▶ [Description of the task]: Show all lines of the entries in which the word "ModalCloseButton" is found.

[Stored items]
*** Block opens ***
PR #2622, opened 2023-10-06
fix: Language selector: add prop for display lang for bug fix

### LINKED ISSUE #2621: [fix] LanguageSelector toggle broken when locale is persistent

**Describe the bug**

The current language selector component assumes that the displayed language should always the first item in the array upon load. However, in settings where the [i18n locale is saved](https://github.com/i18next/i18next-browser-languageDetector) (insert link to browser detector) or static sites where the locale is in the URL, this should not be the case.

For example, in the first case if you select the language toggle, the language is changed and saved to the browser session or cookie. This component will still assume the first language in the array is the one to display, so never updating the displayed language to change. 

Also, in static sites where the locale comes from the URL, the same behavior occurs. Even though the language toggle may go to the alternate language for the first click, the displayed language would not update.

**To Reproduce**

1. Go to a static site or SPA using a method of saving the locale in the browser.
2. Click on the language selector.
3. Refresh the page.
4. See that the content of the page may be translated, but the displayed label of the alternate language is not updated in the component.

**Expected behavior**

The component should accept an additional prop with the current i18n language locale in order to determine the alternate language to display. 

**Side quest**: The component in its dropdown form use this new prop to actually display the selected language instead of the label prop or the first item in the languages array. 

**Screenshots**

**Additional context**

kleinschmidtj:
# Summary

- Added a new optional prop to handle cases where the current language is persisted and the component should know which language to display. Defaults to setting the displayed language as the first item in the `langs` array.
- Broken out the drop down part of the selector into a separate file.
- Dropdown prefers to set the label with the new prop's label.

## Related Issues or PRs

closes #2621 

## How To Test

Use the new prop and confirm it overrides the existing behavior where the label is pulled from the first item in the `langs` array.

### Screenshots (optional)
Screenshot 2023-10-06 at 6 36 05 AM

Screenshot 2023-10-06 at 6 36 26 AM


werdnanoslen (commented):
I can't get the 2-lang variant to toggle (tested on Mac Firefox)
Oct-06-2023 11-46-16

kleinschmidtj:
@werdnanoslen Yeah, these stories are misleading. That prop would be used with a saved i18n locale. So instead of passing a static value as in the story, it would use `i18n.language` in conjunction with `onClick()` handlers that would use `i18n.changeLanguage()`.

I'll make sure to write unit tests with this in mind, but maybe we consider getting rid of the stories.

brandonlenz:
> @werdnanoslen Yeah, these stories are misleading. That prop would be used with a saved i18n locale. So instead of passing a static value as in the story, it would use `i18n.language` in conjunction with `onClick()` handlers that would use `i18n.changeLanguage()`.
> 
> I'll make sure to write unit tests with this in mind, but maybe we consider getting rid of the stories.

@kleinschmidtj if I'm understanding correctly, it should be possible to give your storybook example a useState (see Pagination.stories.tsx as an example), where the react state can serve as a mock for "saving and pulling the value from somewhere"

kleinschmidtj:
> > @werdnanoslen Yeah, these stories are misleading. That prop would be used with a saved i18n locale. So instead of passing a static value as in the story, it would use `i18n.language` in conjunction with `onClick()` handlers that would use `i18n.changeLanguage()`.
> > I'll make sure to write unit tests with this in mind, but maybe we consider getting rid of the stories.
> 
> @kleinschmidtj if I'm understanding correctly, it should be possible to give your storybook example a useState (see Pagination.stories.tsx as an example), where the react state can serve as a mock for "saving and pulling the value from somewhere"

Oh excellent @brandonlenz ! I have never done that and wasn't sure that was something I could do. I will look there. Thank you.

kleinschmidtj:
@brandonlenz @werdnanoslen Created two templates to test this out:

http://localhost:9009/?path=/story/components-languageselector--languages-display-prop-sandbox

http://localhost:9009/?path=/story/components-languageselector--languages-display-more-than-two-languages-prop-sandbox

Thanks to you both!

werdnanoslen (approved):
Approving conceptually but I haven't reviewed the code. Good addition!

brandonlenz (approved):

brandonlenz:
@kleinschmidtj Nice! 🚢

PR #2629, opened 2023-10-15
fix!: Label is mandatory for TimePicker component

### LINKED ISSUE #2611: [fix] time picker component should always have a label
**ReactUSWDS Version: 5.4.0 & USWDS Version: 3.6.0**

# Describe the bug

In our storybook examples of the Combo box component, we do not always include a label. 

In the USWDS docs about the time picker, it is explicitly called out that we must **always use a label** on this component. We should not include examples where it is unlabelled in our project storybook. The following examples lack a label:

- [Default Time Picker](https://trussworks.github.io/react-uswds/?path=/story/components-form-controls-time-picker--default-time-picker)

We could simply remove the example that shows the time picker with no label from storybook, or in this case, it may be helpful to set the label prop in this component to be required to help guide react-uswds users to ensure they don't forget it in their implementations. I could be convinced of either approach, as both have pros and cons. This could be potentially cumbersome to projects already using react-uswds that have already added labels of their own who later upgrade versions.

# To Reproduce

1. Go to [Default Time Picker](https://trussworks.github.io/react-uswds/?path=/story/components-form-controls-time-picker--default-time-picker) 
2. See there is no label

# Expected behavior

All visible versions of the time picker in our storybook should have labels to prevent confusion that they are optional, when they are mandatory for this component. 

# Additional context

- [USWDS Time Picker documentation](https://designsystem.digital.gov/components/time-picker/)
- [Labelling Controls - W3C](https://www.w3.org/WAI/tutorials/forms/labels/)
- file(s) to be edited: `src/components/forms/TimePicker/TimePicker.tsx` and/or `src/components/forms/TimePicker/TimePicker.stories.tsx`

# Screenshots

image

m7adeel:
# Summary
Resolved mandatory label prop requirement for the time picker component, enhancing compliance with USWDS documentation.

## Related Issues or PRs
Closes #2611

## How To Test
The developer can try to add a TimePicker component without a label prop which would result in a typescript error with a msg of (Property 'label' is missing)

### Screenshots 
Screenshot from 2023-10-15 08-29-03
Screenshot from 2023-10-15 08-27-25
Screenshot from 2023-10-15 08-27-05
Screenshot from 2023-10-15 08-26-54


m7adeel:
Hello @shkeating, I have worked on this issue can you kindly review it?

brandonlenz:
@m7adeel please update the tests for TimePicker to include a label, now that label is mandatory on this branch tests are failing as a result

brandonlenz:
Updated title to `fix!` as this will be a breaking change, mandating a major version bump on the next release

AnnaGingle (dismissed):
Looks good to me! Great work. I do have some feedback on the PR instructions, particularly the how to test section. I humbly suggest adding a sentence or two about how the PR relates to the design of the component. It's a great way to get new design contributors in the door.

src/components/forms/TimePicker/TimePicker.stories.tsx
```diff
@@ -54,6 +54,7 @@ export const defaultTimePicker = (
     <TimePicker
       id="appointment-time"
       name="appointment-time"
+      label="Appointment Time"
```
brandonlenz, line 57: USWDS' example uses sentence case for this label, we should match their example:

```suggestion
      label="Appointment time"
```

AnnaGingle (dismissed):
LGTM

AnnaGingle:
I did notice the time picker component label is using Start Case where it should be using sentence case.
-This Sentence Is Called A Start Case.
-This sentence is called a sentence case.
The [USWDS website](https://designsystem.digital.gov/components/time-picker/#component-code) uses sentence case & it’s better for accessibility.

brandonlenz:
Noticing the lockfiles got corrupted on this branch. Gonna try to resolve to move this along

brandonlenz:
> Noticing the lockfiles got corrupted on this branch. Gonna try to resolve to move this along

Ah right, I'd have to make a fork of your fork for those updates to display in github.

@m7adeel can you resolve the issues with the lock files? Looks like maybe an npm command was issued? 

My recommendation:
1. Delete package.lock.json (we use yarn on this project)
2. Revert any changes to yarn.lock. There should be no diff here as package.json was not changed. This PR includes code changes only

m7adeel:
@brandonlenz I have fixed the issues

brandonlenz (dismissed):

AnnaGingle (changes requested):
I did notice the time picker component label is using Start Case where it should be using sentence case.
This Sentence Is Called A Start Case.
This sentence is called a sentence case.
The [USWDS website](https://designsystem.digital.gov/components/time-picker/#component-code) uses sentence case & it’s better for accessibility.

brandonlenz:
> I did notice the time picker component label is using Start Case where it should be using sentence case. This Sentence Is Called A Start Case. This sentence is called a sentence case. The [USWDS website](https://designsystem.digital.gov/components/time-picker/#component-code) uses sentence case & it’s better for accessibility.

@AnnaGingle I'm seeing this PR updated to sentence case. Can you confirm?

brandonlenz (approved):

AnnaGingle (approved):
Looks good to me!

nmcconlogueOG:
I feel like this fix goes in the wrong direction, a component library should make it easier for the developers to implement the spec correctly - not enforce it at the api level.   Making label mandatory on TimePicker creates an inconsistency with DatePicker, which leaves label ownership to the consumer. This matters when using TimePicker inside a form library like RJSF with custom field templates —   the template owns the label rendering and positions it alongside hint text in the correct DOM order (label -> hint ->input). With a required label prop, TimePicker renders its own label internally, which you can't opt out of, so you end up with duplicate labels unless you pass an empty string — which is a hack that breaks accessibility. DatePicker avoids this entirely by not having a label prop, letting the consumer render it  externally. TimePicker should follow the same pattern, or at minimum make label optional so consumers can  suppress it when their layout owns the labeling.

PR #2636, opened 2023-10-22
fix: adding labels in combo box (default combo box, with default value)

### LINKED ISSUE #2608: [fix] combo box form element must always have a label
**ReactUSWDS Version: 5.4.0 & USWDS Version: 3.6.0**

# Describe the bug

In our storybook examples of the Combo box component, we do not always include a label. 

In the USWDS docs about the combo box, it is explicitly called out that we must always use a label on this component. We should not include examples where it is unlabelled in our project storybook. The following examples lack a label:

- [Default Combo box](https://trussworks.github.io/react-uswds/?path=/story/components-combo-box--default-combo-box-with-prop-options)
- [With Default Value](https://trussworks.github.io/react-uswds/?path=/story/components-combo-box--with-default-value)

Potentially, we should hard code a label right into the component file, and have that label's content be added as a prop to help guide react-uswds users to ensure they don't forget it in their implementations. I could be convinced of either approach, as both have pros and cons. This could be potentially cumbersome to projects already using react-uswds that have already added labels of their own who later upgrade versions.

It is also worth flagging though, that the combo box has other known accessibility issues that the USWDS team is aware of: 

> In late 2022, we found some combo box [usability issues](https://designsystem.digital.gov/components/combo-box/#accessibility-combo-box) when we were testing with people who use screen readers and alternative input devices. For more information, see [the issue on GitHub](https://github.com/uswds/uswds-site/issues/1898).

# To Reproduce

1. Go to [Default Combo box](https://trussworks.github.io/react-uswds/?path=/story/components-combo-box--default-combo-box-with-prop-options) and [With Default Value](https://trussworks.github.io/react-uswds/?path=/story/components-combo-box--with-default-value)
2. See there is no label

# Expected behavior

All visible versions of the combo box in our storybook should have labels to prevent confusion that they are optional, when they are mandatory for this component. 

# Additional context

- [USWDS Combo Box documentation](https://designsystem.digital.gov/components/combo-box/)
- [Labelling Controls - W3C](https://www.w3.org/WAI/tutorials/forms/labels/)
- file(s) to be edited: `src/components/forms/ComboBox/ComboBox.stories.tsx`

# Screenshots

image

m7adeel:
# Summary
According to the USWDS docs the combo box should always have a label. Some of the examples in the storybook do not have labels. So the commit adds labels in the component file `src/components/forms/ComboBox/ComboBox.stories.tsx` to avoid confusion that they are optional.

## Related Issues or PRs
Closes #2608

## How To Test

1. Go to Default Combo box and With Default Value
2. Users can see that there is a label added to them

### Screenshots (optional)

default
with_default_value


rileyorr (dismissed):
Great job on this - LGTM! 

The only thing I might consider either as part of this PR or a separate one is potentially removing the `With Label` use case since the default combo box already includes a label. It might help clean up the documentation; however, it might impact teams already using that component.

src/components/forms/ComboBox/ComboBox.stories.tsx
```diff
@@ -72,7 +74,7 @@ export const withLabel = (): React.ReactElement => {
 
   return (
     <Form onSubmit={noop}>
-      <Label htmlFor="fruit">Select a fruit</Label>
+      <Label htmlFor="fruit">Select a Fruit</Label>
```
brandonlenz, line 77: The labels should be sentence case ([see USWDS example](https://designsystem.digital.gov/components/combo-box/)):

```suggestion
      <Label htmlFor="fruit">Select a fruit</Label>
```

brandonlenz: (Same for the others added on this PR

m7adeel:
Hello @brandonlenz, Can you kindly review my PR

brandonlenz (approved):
*** Block closes ***
*** Block opens ***
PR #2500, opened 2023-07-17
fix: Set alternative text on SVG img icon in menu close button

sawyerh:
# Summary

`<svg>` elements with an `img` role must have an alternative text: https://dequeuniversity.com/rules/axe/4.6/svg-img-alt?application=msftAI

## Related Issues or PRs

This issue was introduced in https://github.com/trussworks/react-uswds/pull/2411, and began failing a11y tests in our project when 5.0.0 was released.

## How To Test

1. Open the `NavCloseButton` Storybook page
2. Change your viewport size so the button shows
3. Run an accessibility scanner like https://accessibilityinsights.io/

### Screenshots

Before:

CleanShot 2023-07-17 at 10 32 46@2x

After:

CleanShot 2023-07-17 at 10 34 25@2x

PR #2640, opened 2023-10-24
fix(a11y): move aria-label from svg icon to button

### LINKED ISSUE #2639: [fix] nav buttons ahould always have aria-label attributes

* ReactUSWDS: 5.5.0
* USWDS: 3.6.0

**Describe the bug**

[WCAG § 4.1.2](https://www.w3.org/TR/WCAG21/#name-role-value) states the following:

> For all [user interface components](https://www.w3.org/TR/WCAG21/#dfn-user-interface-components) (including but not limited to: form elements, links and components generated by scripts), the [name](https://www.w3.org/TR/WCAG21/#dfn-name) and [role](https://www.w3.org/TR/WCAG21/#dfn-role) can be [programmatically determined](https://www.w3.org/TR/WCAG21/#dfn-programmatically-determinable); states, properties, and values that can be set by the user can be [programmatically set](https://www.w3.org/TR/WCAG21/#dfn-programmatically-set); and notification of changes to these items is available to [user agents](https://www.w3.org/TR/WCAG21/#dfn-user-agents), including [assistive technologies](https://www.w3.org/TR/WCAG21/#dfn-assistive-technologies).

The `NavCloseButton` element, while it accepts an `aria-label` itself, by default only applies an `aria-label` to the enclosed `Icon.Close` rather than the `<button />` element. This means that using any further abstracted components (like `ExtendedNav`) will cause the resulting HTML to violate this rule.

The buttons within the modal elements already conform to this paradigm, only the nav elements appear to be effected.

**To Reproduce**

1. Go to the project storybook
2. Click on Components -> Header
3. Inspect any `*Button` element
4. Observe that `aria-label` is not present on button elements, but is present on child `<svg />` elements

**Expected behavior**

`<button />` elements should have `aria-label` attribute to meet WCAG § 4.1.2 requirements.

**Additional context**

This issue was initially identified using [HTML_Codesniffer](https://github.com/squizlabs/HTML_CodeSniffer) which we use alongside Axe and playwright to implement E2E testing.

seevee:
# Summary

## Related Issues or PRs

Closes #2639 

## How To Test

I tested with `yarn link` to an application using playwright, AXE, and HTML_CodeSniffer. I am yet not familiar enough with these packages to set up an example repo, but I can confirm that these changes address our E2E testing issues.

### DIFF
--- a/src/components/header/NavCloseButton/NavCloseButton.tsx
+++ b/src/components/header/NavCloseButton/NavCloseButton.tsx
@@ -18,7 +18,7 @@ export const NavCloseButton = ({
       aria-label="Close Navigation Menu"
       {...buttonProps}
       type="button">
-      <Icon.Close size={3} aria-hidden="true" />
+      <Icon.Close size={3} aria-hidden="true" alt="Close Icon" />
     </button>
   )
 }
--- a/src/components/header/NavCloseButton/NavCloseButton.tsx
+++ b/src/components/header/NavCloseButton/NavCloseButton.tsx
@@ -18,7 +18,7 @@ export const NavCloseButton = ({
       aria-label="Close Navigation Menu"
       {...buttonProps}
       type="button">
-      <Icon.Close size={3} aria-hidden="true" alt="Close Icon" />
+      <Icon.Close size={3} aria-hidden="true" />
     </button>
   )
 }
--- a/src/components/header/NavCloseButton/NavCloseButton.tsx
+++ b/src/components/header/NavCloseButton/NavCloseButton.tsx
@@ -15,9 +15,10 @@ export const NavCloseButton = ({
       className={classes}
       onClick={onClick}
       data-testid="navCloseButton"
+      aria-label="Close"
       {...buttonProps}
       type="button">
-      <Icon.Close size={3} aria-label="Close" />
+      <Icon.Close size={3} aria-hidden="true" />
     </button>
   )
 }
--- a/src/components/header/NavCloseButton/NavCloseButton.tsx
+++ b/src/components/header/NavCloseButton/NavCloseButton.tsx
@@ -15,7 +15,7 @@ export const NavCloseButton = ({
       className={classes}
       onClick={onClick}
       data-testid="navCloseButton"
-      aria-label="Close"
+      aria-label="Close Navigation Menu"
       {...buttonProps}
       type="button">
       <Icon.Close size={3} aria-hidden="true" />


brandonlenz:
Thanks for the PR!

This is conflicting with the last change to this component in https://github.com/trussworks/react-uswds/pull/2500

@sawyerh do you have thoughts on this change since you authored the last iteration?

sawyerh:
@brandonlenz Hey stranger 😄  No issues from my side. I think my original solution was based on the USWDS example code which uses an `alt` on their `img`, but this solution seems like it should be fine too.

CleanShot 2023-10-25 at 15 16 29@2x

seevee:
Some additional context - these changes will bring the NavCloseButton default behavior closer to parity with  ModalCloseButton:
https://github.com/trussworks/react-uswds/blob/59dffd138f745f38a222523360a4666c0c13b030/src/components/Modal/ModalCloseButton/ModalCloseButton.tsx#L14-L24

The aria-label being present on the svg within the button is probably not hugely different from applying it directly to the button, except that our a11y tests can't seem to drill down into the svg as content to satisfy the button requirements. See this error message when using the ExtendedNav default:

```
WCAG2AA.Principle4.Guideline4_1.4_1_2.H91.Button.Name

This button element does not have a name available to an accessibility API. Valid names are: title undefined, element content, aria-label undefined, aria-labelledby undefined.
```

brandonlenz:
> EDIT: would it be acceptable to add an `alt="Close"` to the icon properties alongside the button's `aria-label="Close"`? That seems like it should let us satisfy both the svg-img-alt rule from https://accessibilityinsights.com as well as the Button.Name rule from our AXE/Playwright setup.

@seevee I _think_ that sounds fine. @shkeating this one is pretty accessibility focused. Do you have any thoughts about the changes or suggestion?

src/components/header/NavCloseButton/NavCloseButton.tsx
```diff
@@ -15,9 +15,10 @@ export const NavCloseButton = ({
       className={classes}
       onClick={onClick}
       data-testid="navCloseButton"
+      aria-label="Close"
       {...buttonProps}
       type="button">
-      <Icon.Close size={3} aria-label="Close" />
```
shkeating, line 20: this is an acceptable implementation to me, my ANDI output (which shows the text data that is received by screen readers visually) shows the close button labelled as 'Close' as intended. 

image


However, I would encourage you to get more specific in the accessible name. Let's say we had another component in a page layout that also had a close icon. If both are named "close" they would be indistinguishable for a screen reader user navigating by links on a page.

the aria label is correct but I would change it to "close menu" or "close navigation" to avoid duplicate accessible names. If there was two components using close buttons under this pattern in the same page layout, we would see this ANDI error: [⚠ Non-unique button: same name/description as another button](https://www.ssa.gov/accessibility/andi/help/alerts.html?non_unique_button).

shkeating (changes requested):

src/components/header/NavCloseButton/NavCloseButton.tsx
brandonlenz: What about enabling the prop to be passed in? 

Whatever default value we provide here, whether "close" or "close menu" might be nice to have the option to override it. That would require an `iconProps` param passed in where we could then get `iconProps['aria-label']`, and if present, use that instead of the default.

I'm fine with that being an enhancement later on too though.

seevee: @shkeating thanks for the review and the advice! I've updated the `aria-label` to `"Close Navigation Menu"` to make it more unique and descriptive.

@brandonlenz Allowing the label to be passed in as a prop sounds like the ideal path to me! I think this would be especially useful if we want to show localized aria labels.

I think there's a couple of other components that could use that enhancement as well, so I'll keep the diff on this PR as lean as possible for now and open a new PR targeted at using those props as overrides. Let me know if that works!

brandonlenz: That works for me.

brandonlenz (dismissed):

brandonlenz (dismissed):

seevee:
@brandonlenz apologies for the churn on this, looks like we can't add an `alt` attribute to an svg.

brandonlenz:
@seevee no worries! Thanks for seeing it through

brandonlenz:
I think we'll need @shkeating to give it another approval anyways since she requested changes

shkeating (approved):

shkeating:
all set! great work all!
*** Block closes ***
▶ [Output of the task]:
Some additional context - these changes will bring the NavCloseButton default behavior closer to parity with  ModalCloseButton:
https://github.com/trussworks/react-uswds/blob/59dffd138f745f38a222523360a4666c0c13b030/src/components/Modal/ModalCloseButton/ModalCloseButton.tsx#L14-L24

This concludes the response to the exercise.